TAXII collection not accessible which is created by user on the demo website.

[NeerajGulia]

Description

TAXII collection is not accessible which is created by the user on the demo website. Same I am able to replicate to my local instance of OpenCTI

Environment

1. OS: Ubuntu 22.04
2. OpenCTI version: 6.3.6
3. OpenCTI client: frontend and python
4. Other environment details:

Reproducible Steps

Steps to create the smallest reproducible scenario:

1. Login to the demo website - https://demo.opencti.io/
2. Go to Data -> Data Sharing
3. Create TAXII Collection
4. Disable "public collection"
5. Do not enter anything in "Accessible for" (I even tried adding group and organization to which user belongs, but still did not work)
6. Create collection
7. From the UI click on the collection
8. It will land user to collection objects - https://demo.opencti.io/taxii2/root/collections/d8c28de9-1a9d-4fbf-a88d-dd16a53af7c4/objects
9. gives error - {"title":"You are not allowed to do this.","error_code":"GraphQLError","http_status":500}
10. Gives same error if try to access the collection using python TAXII client library - taxii2client

Expected Output

Logged in user should be able to access the TAXII collection for non public collections.

Actual Output

Authentication fails and user not able to access the taxii collection.
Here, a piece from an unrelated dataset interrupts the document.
PR #9, opened 2017-02-11
Apply patch Feature: added color

gsomix:
Another awesome patch by Marc Palmans.

[Feature: added color ](https://bugs.launchpad.net/wpf-math/+bug/1052493)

The collection is accessible only if I use admin credentials, or if I enable "public taxii collection" while creating the taxii collection.

Additional information

Screenshots (optional)

[aHenryJard]

Hello @NeerajGulia have you set your own user in "Accessible for" ? It should work that way.

[NeerajGulia]

Hello @NeerajGulia have you set your own user in "Accessible for" ? It should work that way.

Hello @aHenryJard I verified and added own user in "Accessible for", but its not working. I even tried adding groups, organizations etc as well.

[nino-filigran]

I've reproduced this issue. Only way to access the TAXII is by making it public, which is not desired.